Il libro è uscito ad ottobre e ha fatto “il botto”. Io lavoro nel mio salone, sono un parrucchiere per signora, a Clivio e sono stato sommerso dal successo. Molte persone sono venute a trovarmi in negozio stringendo la loro copia e chiedendomi autografi, sono stato sommerso anche da messaggi su facebook, su whatsapp, da amici ma anche da persone che conoscevo solo di vista e questo mi ha lasciato senza parole. Tutto questo clamore mi ha sorpreso, ho ricevuto tantissimi complimenti e quindi penso che sia stato molto apprezzato. È ovvio che questa notorietà iniziale ora è calata, come è normale che sia ma vi assicuro che gestire il successo iniziale non è stato semplice, il primo mese è stato il più pieno, infatti a volte è stato difficile conciliare i bisogni del mio libro con il mio lavoro ma è stato anche molto bello, tutto questo mi ha riempito il cuore di orgoglio e gioia.

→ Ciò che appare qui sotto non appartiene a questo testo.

PR #174, opened 2025-11-21
[SECRES-4057] Update PyPI publish workflow to use Trusted Publisher

ikretz:
This PR updates the `pypi-release.yml` GitHub Action to use Datadog's Trusted Publisher.

### DIFF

  • Sappiamo che hai deciso di affidarti a delle professioniste, scegliendo una editor e una grafica: come ti sei trovato?

Sì, ho deciso di affidarmi alla dottoressa Raffaella Iannece Bonora perché sono rimasto estasiato dalla lettura dei suoi libri, mi ha colpito il suo modo di esprimersi, la sua scrittura così scorrevole, il ritmo entusiasmante, i numerosi colpi di scena e quindi mi sono detto “è la donna che fa per me”. A sua volta Raffaella mi ha consigliato, per copertina e impaginazione, la dottoressa Palma Caramia, una grafica eccellente che mi ha letto dentro ed è riuscita a realizzare, al primo colpo, la copertina che sognavo e la giusta impaginazione. Le consiglio davvero entrambe perché sono due grandiose professioniste.

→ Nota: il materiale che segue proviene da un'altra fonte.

PR #184, opened 2025-12-03
[SECRES-4132] Bugfix: npm installation target resolution

ikretz:
This PR fixes a bug in SCFW's npm installation target identification (`scfw run` command) in which targets resolved directly from a local `package-lock.json` file were not being included in the set of targets to verify.  It does this via a more nuanced understanding of which `--dry-run` verbose log lines are relevant to install target resolution.

To ensure complete isolation of the user's npm project from SCFW's internal interactions with `npm` for install target resolution, this PR creates a new class, `TemporaryNpmProject`, for SCFW to run its `npm` commands in.  The `package.json`, `package-lock.json` and `node_modules/` from the user's npm project (if any) are copied into the temporary one before commands are run.  This change was made because it was observed during testing that the `install --dry-run` option, in spite of its name, can nevertheless have side-effects on the user's project in certain situations that are visible to the user.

  • Hai dei libri preferiti? Se sì, quali? Quale titolo, oltre a “il Riscatto” consiglieresti come lettura?

Sono diversi i libri che ho amato nel corso della mia vita, non sono di parte ma vi assicuro che fra i miei preferiti ci sono proprio “La tavola degli Otto”, “Io mi battezzo… Rebecca” e “C’era una volta…” di Raffaella Iannece Bonora. Credo che siano delle belle opportunità di lettura, non solo per se stessi ma anche da regalare, con questi tre libri si va a colpo sicuro.

  • Cosa hai da dire ai lettori sul tuo romanzo? Perché, secondo te, dovrebbero leggerlo?

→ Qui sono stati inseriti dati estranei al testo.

PR #191, opened 2025-12-15
[SECRES-4058] Add a default verifier for user-provided findings lists

ikretz:
This PR adds a new default verifier to SCFW for user-provided findings lists, expressed in YAML.

```bash
$ scfw run pip install pynamodb
Package pynamodb-6.1.0:
  - This package is licensed under an incompatible open source license and must not be used

The installation request was blocked. No changes have been made.

$ scfw run npm install axios
Package axios@1.13.2:
  - An internal fork of this package exists: please consider using it
```

Both `CRITICAL` and `WARNING` findings are supported, allowing for automatically blocking commands or merely warning users while giving them the option to continue.

Currently, the new verifier always looks for findings list YAML files in `$SCFW_HOME/list_verifier/`.  It is effectively disabled if this directory doesn't exist or exists but doesn't contain any YAML files.  Existing users of SCFW will not experience any differences in its behavior after upgrading without explicitly opting into the new verifier (i.e., by adding at least one YAML findings list in the appropriate directory).

A minimal example of the expected YAML format has been added to the repo at `examples/findings_list.yaml` directory.

Other changes include:
* Add tests for the new verifier
* Update the repo's third-party software documentation to include `PyYAML`, which is used for YAML parsing

### DIFF
--- a/examples/findings_list.yaml
+++ b/examples/findings_list.yaml
@@ -3,8 +3,10 @@ findings:
   - severity: CRITICAL
     finding: "This package is licensed under an incompatible open source license and must not be used"
     packages:
+      # Any version of PyPI package `foo` has this finding
       - ecosystem: PyPI
         name: foo
+      # Only the listed versions of npm package `bar` have this finding
       - ecosystem: npm
         name: bar
         versions:


scfw/verifiers/list_verifier/__init__.py
```diff
@@ -0,0 +1,94 @@
...
+            return (f for f in directory.glob(pattern) if f.is_file())
+
+        self._findings_map = FindingsMap()
+
+        if (scfw_home := os.getenv(SCFW_HOME_VAR)):
+            findings_lists_home = Path(scfw_home) / LIST_VERIFIER_HOME
+            if not findings_lists_home.is_dir():
+                return
+
+            findings_lists = itertools.chain(
```
sobregosodd, line 42: cool

scfw/verifiers/list_verifier/__init__.py
```diff
@@ -0,0 +1,94 @@
...
+
+    @classmethod
+    def supported_ecosystems(cls) -> set[ECOSYSTEM]:
+        """
+        Return the set of package ecosystems supported by `FindingsListVerifier`.
+
+        Returns:
+            The class' constant set of supported ecosystems: `{ECOSYSTEM.Npm, ECOSYSTEM.PyPI}`.
+        """
+        return {ECOSYSTEM.Npm, ECOSYSTEM.PyPI}
```
sobregosodd: maybe `for e in ECOSYSTEM` so we don't have to manually add new ones.
i don't see why we would want to skip new ones

scfw/verifiers/list_verifier/findings_map.py
```diff
@@ -0,0 +1,145 @@
...
+
+    def merge(self, other: Self):
+        """
+        Merge a second `FindingsMap` into the given one.
+
+        Args:
+            other:
+                The `FindingsMap` whose contents should be merged into `self`.
+
+                Note that no attempt is made to deduplicate the merged findings. That is,
```
tesnim5hamdouni, line 106: I think it's better to deduplicate to avoid unnecessary checks

sobregosodd (approved):

scfw/verifiers/list_verifier/findings_map.py
tesnim5hamdouni: Edit: on second thought, there is no easy way to deduplicate since the finding's "wording" can change and we can't trust the user to respect some self-declared finding id

tesnim5hamdouni (approved):
lgtm, left a question

scfw/verifiers/list_verifier/__init__.py
ikretz: True, I think for this verifier it makes sense to just auto-support any ecosystem.
For the others, since there's dedicated logic for each ecosystem, I think it makes sense add them one at a time.

scfw/verifiers/list_verifier/findings_map.py
ikretz: In the beginning, I was going to store sets of findings in the underlying map to handle deduplication automatically.
But as you essentially pointed out, it's unlikely that we end up in a situation where we have identical findings (same severity and message) coming from several lists.  So I just kept the lists.

scfw/verifiers/list_verifier/__init__.py
ikretz: Changed in [7d206af](https://github.com/DataDog/supply-chain-firewall/pull/191/commits/7d206af0edfc65781f89ebf49ede85370cf04a93)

Non perché è il mio romanzo ma, affidandomi ai pareri di chi lo ha già letto, posso dire che è un libro carino, simpatico, scorrevole. Tutti i lettori sono rimasti molto soddisfatti da questa lettura, ne ho avuto conferma dalle loro parole dal vivo ma anche dalle splendide recensioni che mi hanno lasciato su amazon o che sono state scritte da alcune book blogger. Trovo che sia un libro adatto a tutti, sono vere esperienze di vita, di lavoro, di relazioni, di viaggi, di incontri particolari con persone di ogni tipo, dalle migliori alle peggiori ma ognuna di loro ha lasciato un’impronta. Spero davvero che questo libro possa piacere ancora a tanti lettori, i cenni di riscontro sono stati positivi fino ad ora quindi… speriamo per il futuro.

  • Infine, ultima domanda: progetti futuri? Hai altri libri nel cassetto?

Attualmente no, non ho nient’altro nel mio cassetto ma se dovessi decidere di riprendere in mano la penna, devo dire che in testa ho ancora tanto materiale da poter usare, anche perché dalla pubblicazione del libro ad oggi si sono aggiunti tanti altri aneddoti che sarebbe bello raccontare. Se dovessi scriverlo, comunque, lo intitolerei “Il Riscatto 2 – quello che non ho raccontato nel primo”.